Issue #2497, opened 2022-08-23
Domain separate event types by module name Overlaps


czarcas7ic:
## Background

While doing mutation tests on tokenfactory, I realized BurnDenom was emitting two events. After looking into this with Roman, we realized that this was due to overlap between the sdk's bank "burn" message and the tokenfactory "burn" message. To fix this, I changed the tokenfactory message name from "burn" to "tf_burn".

## Suggested Design

As Roman suggested, it would probably be best for all module messages to have a module name prefix to prevent overlaps like this in the future. This is especially true for messages that might exist between multiple modules (such as burning and minting)

## Acceptance Criteria

TBD

hieuvubk:
Is anyone working on this issue?? I could close it

czarcas7ic:
@hieuvubk no one is working on this! I will assign you now, thanks!

hieuvubk:
@czarcas7ic  With the `tokenfactory` module, we use TypeMsg to emit events and msg names both, but unlike other modules which have their own msg name, their own event name. With such modules, should we just change the events name

czarcas7ic:
@hieuvubk sorry I am not following, can you explain further?

hieuvubk:
> @hieuvubk sorry I am not following, can you explain further?

https://github.com/osmosis-labs/osmosis/blob/main/x/tokenfactory/keeper/msg_server.go#L67-L72
Here use msg type to emit events.

And the difference:
https://github.com/osmosis-labs/osmosis/blob/main/x/superfluid/keeper/internal/events/emit.go#L23-L27

https://github.com/osmosis-labs/osmosis/blob/main/x/superfluid/types/events.go#L7
https://github.com/osmosis-labs/osmosis/blob/main/x/superfluid/types/msgs.go#L12

So I mean we just need to change the TypeEvt right?

PR #2767, opened 2022-09-16
Separate events by module

hieuvubk:
Closes: #2497

## Brief Changelog
 
  - *Add module name prefix before event & msg name*


ValarDragon:
This an integrator breaking change that I do not think is worth it, if hand done.

This should come from the SDK framework, and is blocked on the SDK adding a simple run-time for modules

PR #2771, opened 2022-09-17
lint: tighten linting

faddat:
Closes: #1939 

* This PR will tighten linting across osmosis v12. 
* style
  * I changed instances of Asset and Basset to assetA and assetB since they didn't need to be exported, and the latter reads more easily. 

## Brief Changelog

* enable revive linter, with below exclusions:

```yaml
  exclude:
    - "var-naming"
```

## Testing and Verifying

This PR should not change any APIs or the function of any code.  If it does, it should be rejected. 

  - How is the feature or change documented? in changelog

### DIFF
--- a/.golangci.yml
+++ b/.golangci.yml
@@ -10,81 +10,46 @@ linters:
   enable:
     - asciicheck
     - bidichk
-    #    - bodyclose <- needs go 1.18 support
-    # - contextcheck <- needs go 1.18 support
-    #    - cyclop
     - depguard
-    #    - dogsled <- disabled because we would like to participate in the iditerod
-    # - dupl <- really just catches cli stub text
     - durationcheck
     - errcheck
     - errname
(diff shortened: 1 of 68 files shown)


faddat:
@ValarDragon @p0mvn -- hey :D.

So, I removed the exclusion of stableswap from the unused linter, but there and still many things unused.  

I'm thinking that I should tag them like:

```go
//nolint:unused
```

ValarDragon:
I found the golangci lint comments quite helpful!

I also don't agree with most of the changes as net beneficial. (Though I also don't think deliberation around them is particularly helpful either)

faddat:
I agree about not deliberating, so if this doesn't seem real useful, I can just close this, OR I can revert some of the changes and comment them.

ValarDragon:
Want to PR just revive + your exclusions?

Issue #2776, opened 2022-09-19
[stableswap]: Convert all core stableswap arithmetic to use bigdec


AlpinYukseloglu:
## Background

Task to complete
From the line containing "- durationcheck" through the last line of the records, output each line exactly and nothing more.

Output of the exercise
     - durationcheck
     - errcheck
     - errname
(diff shortened: 1 of 68 files shown)


faddat:
@ValarDragon @p0mvn -- hey :D.

So, I removed the exclusion of stableswap from the unused linter, but there and still many things unused.  

I'm thinking that I should tag them like:

```go
//nolint:unused
```

ValarDragon:
I found the golangci lint comments quite helpful!

I also don't agree with most of the changes as net beneficial. (Though I also don't think deliberation around them is particularly helpful either)

faddat:
I agree about not deliberating, so if this doesn't seem real useful, I can just close this, OR I can revert some of the changes and comment them.

ValarDragon:
Want to PR just revive + your exclusions?

Issue #2776, opened 2022-09-19
[stableswap]: Convert all core stableswap arithmetic to use bigdec


AlpinYukseloglu:
## Background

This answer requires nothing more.